Terminal 2: Bot service
cd bot
uv venv
uv sync
uv run --env-file ../.env python foremost.py
Terminal 3: NeMo Agent Toolkit service
If the NeMo Agent Toolkit service will not be already running from Step 1, start it now in Terminal 3.
cd nat
uv venv
uv sync
uv run --env-file ../.env nat serve --config_file src/ces_tutorial/config.yml --port 8001
Once all of the terminals are arrange, there are two foremost windows to maintain track of:
-
Reachy Sim – This window appears robotically whenever you start the simulator daemon in Terminal 1. That is applicable in the event you’re running Reachy mini simulation rather than the physical device.
-
Pipecat Playground – That is the client-side UI where you’ll be able to connect with the agent, enable microphone and camera inputs, and look at live transcripts. In Terminal 2, open the URL exposed by the bot service: http://localhost:7860/. Click “CONNECT” in your browser. It might take a couple of seconds to initialize, and also you’ll be prompted to grant microphone (and optionally camera) access.

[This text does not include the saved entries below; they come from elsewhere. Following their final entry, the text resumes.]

Issue #500, opened 2025-05-07
feat: support global CLI flag configurations


ericpaulsen:
coder's CLI has global flags, some of which impact the nature of an SSH connection, such as `--disable-direct-connections`.

our VS Code extension should support the ability to set abritrary CLI flags.

PR #577, opened 2025-09-02
Add support for CLI global flag configurations

EhabY:
#500 

Add the settings `coder.globalFlags` to add global flags to all `coder` CLI invocations in VS Code. However, since we already have `coder.headerCommand` which sets the `--header-command`, this setting takes precedence over manually entered `--header-command` in the global flags settings. Same thing happens for the `--global-config` though that one is set internally and not through a setting

### DIFF
--- a/src/api.ts
+++ b/src/api.ts
@@ -195,7 +195,7 @@ export async function startWorkspaceIfStoppedOrFailed(
 			startArgs.push(...["--reason", "vscode_connection"]);
 		}
 
-		const startProcess = spawn(binPath, startArgs);
+		const startProcess = spawn(binPath, startArgs, { shell: true });
 
 		startProcess.stdout.on("data", (data: Buffer) => {
 			data


src/globalFlags.ts
```diff
@@ -0,0 +1,29 @@
...
+		filteredGlobalFlags = globalFlags.filter(
+			(flag) => !flag.startsWith("--header-command"),
+		);
+	}
+
+	if (globalConfigArgs.length > 0) {
+		filteredGlobalFlags = globalFlags.filter(
+			(flag) => !flag.startsWith("--global-config"),
+		);
+	}
```
EhabY: This is passed internally and not from user input, should the user input take precedence over this?

src/remote.ts
```diff
@@ -758,19 +758,15 @@ export class Remote {
...
 			? `${AuthorityPrefix}.${label}--`
 			: `${AuthorityPrefix}--`;
 
+		const globalConfigs = this.globalConfigs(featureSet, label);
+
 		const proxyCommand = featureSet.wildcardSSH
-			? `${escapeCommandArg(binaryPath)}${headerArgList} --global-config ${escapeCommandArg(
-					path.dirname(this.storage.getSessionTokenPath(label)),
-				)} ssh --stdio --usage-app=vscode --disable-autostart --network-info-dir ${escapeCommandArg(this.storage.getNetworkInfoPath())}${await this.formatLogArg(logDir)} --ssh-host-prefix ${hostPrefix} %h`
-			: `${escapeCommandArg(binaryPath)}${headerArgList} vscodessh --network-info-dir ${escapeCommandArg(
```
EhabY, line 773: Is it deliberate that `vscodessh` does not take `--global-config` while `ssh` does? I tried to keep the same behavior but not sure if it's an oversight

src/commands.ts
```diff
@@ -494,12 +495,16 @@ export class Commands {
...
+						this.storage.getSessionTokenPath(toSafeHost(url)),
+					);
+					const globalFlags = getGlobalFlags(
+						vscode.workspace.getConfiguration(),
+						configDir,
+					);
 					terminal.sendText(
-						`${escape(binary)} ssh --global-config ${escape(
-							path.dirname(this.storage.getSessionTokenPath(toSafeHost(url))),
-						)} ${app.workspace_name}`,
```
EhabY, line 511: `coder.headerCommand` was ignored in this request, might be an oversight

CHANGELOG.md
```diff
@@ -2,6 +2,10 @@
 
 ## Unreleased
 
+### Added
+
+- Add support for CLI global flag configurations.
```
code-asher: Could be good to add a reference to the setting name (`coder.globalFlags`)

package.json
```diff
@@ -119,6 +119,13 @@
 					"markdownDescription": "Disable Coder CLI signature verification, which can be useful if you run an unsigned fork of the binary.",
 					"type": "boolean",
 					"default": false
+				},
+				"coder.globalFlags": {
+					"markdownDescription": "Global flags to pass to every Coder CLI invocation. Enter each flag as a separate array item; values are passed verbatim and in order. Do **not** include the `coder` command itself. See the [CLI reference](https://coder.com/docs/reference/cli) for available global flags.\n\nNote that the `#coder.headerCommand#` setting **takes precedence** and will override any `--header-command` value specified here.",
```
code-asher: Could be good to call this out on the header command setting as well.

Also what do you think about deprecating `coder.headerCommand`?  We could ask them  use `coder.globalFlags` instead in the description.

For example maybe something like:

> An external command that outputs additional HTTP headers added to all requests. The command must output each header as `key=value` on its own line. The following environment variables will be available to the process: `CODER_URL`. Defaults to the value of `CODER_HEADER_COMMAND` if not set.  Equivalent to and deprecated by setting `--header-command` in `#coder.globalFlags#`.  If both are set, this setting takes precedence.

src/globalFlags.ts
code-asher: The user could shoot themselves in the foot because if they set `--global-config` it bypasses all the setup we do for the token and url so I think ignoring any `--global-config` from the user is the right move (we may want to call this out in the setting description as well).

src/commands.ts
code-asher: I think you are right

src/globalFlags.ts
```diff
@@ -0,0 +1,29 @@
...
+	configs: WorkspaceConfiguration,
+	configDir?: string,
+): string[] {
+	const globalFlags = configs.get<string[]>("coder.globalFlags") || [];
+	const headerArgs = getHeaderArgs(configs);
+	const globalConfigArgs = configDir
+		? ["--global-config", escapeCommandArg(configDir)]
+		: [];
+
+	// Precedence of "coder.headerCommand" is higher than "coder.globalConfig" with the "--header-command" flag
```
code-asher: Actually, since `coder` already has precedence in the order of arguments, we could just do something like this I think?  (or spread instead of concat)

```javascript
return (configs.get<string[]>("coder.globalFlags") || [])
  .concat(["--global-config", escapeCommandArg(configDir)]
  .concat(getHeaderArgs)
```

And the stuff at the end would automatically take precedence by the cli.

src/remote.ts
code-asher: Yeah, `vscodessh` is a legacy command and it does not support `--global-config`.  It would be safe to pass the flag, but it would be ignored.

We could set it anyway, just to reduce the number of code paths.  Either way seems reasonable to me.

src/globalFlags.ts
```diff
@@ -0,0 +1,29 @@
+import { WorkspaceConfiguration } from "vscode";
+import { getHeaderArgs } from "./headers";
+import { escapeCommandArg } from "./util";
+
+export function getGlobalFlags(
+	configs: WorkspaceConfiguration,
+	configDir?: string,
```
code-asher: At first I was not sure why this was optional, then realized it was because of `vscodessh`.  Maybe we could drop a comment here saying something like "A config directory is only optional for the vscodessh sub-command, otherwise one should always be provided".

code-asher (commented):
Looking good!

CHANGELOG.md
EhabY: Done

package.json
EhabY: Currently, my code follows this precedence for determining the header command:

1. `coder.headerCommand` setting
2. `CODER_HEADER_COMMAND` environment variable
3. `--header-command` in the `coder.globalFlags`

The challenge with deprecating `coder.headerCommand` is that `headers.ts#getHeaders` actually **executes** the command and extracts the headers when initializing the Coder SDK. This makes the setting valuable since it's explicit about this behavior.

Alternatively, we *could* deprecate the setting and instead read `--header-command` directly from `coder.globalFlags`. This means that even `header.ts` would read from the `coder.globalFlags`. 

If we go down that path, I think the following precedence makes the most sense:

1. `--header-command` in the `coder.globalFlags`
2. `coder.headerCommand` setting
3. `CODER_HEADER_COMMAND` environment variable

This way, global flags take priority, while older configurations continue to work as expected since global flags are empty by default.

src/globalFlags.ts
EhabY: You mentioned above that `vscodessh` possibly ignores unknown flags. If that's the case then I'll make this required. Do you know where the documentation for that legacy script?

src/globalFlags.ts
EhabY: We still have to filter `--global-config` for the reasons you mentioned bas this is neat!

src/globalFlags.ts
EhabY: I'm filtering out any `--global-config` and mentioning that in the description

src/remote.ts
EhabY: Done

package.json
code-asher: Ohhh right right we still need the command outside of passing it to the cli.  I think it is better to have the explicit setting rather than parse it out of `coder.globalFlags`, so no change necessary!

One day, if we end up replacing all the API calls with cli calls, then it might make sense to deprecate.

src/globalFlags.ts
code-asher: That sounds perfect.  There is no documentation really since it was an internal command meant to be used by the plugin and not users but you can see the source code for it here: https://github.com/coder/coder/blob/main/cli/vscodessh.go#L1

When it was made, `vscodessh` was basically a copy of the `ssh` command with some extra things.  Since then we have copied those extra things to the regular `ssh` command so we were able to switch to it instead of using the special `vscodessh` command.

By nature of how the commands are structured, `vscodessh` inherits all global flags like any other command, so it should not throw a parsing error or anything like that to include them, even if they end up being unused.

src/globalFlags.ts
code-asher: If we end up making the config non-optional then we will always include a `--global-config` which will overwrite any the user might have set, which means we could even remove that filter. :open_mouth:

package.json
EhabY: Ah yeah that's valid, there's a ticket for that but requires a big refactor if we down that path.

Also I updated the description of the settings to mention the correct precedence

src/globalFlags.ts
EhabY: Indeed, I removed the filters and relied instead on the order

src/globalFlags.ts
EhabY: Aha, interesting, it does seem to be still used. I guess for old Coder instances

code-asher: Yeah, hopefully everyone has upgraded by now, but who knows.  One of these days maybe we can make a breaking change and remove it.

src/commands.ts
```diff
@@ -503,12 +504,16 @@ export class Commands {
...
+						`${escapeCommandArg(binary)}${globalFlags.length === 0 ? "" : ` ${globalFlags.join(" ")}`} ssh ${app.workspace_name}`,
```
code-asher: Now that we know there is always a `--global-config` flag at least, we could skip the length check.

src/remote.ts
```diff
@@ -828,6 +824,15 @@ export class Remote {
 		return sshConfig.getRaw();
 	}
 
+	private globalConfigs(label: string): string {
+		const vscodeConfig = vscode.workspace.getConfiguration();
+		const args: string[] = getGlobalFlags(
+			vscodeConfig,
+			path.dirname(this.storage.getSessionTokenPath(label)),
+		);
+		return args.length === 0 ? "" : ` ${args.join(" ")}`;
```
code-asher: Similar thought here about always having at least one item so the length check will never matter.

But, maybe being defensive is better, could be we change this in the future, so feel free to leave the checks.  Or if we can somehow guarantee there is at least one item using the types, maybe that would be optimal, not sure if Typescript can do that though.

src/remote.ts
```diff
@@ -828,6 +824,15 @@ export class Remote {
 		return sshConfig.getRaw();
 	}
 
+	private globalConfigs(label: string): string {
+		const vscodeConfig = vscode.workspace.getConfiguration();
+		const args: string[] = getGlobalFlags(
```
code-asher: Is the type annotation necessary?

code-asher (approved):
Looks great!

src/commands.ts
EhabY: Yes, you are right. Removed the check here and elsewhere

src/remote.ts
EhabY: Wouldn't an empty list mean that we just do something like `coder  ssh <other args>`? (notice the double space). 

This is allowed in all shells/terminal AFAIK. So I'll just remove the checks for now

src/remote.ts
EhabY: It is not, removed

src/api.ts
```diff
@@ -195,7 +195,7 @@ export async function startWorkspaceIfStoppedOrFailed(
 			startArgs.push(...["--reason", "vscode_connection"]);
 		}
 
-		const startProcess = spawn(binPath, startArgs);
+		const startProcess = spawn(binPath, startArgs, { shell: true });
```
EhabY, line 198: This would run the given command in the native shell which would mean it's similar to the other ways we invoke the CLI (in 2 other places IIRC). Since I noticed that if a variable is escaped then this breaks because by default `spawn` executes in a cross-platform way without interpreting the args (so `CMD "arg1"` is interpreted literally while if `shell: true` then it's interpreted as the local shell does which is equivalent to `CMD arg1`)

src/remote.ts
code-asher: Yup exactly it would just be a double space, definitely safe.  It would just look a bit unprofessional is all, if someone was looking at the process listing lol

But since it should never happen, and would not break even if it did, I think removing it is chill

src/api.ts
code-asher: I see two `execFile`s but those do not spawn with a shell by default, I think?  Are you referring to somewhere else where we spawn with a shell?

But, this makes sense to me.

EhabY: You are correct for the usages of `execFile`, those do not spawn a shell on *nix systems (but do on Windows). But the only usage there is execute `coder version` which requires no special escaping nor any global configs/headers.

However, for some other usages like `terminal.sendText` and through the `proxyCommand`, they are executed in the native shell and not through NodeJS like this one used to do.

code-asher: > but do on Windows

Even for exe files?

> only usage there is execute coder version which requires no special escaping

Yup yup

> However, for some other usages like terminal.sendText and through the proxyCommand

Oh yeah good point on `terminal.sendText`, forgot about that one.

Great points, everywhere we have quoted variables we are using a shell, makes sense.  I think some people also use environment variables (like in the header command), so we need a shell for expansion as well.

EhabY: > Even for exe files?

Apparently no, but for `bat` and `cmd` files...

> so we need a shell for expansion as well.

Indeed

Once each windows are up and running:
- The Client and Agent STATUS indicators should show READY
- The bot will greet you with a welcome message “Hello, how may I assist you today?”
At this point, you’ll be able to start interacting together with your agent!
Try these example prompts
Listed below are a couple of easy prompts to enable you test your personal assistant. You possibly can start with these after which experiment by adding your individual to see how the agent responds!
Text-only prompts (routes to the fast text model)
- “Explain what you’ll be able to do in a single sentence.”
- “Summarize the very last thing I said.”
Vision prompts (routes to the VLM)
- “What am I holding as much as the camera?”
- “Read the text on this page and summarize it.”
Where to go next
As an alternative of a “black-box” assistant, this builds a foundation for a personal, hackable system where you’ll be able to control each the intelligence and the hardware. You possibly can inspect, extend, and run it locally, with full visibility into data flow, tool permissions, and the way the robot perceives and acts.
Depending in your goals, listed below are a couple of directions to explore next:
- Optimize for performance: Use the LLM Router developer example to balance cost, latency, and quality by intelligently directing queries between different models.
- Take a look at the tutorial for constructing a voice-powered RAG agent with guardrails using Nemotron open models.
- Master the hardware: Explore the Reachy Mini SDK and simulation docs to design and test advanced robotic behaviors before deploying to your physical system.
- Explore and contribute to the apps built by the community for Reachy.
Need to try it immediately? Deploy the total environment here. One click and also you’re running.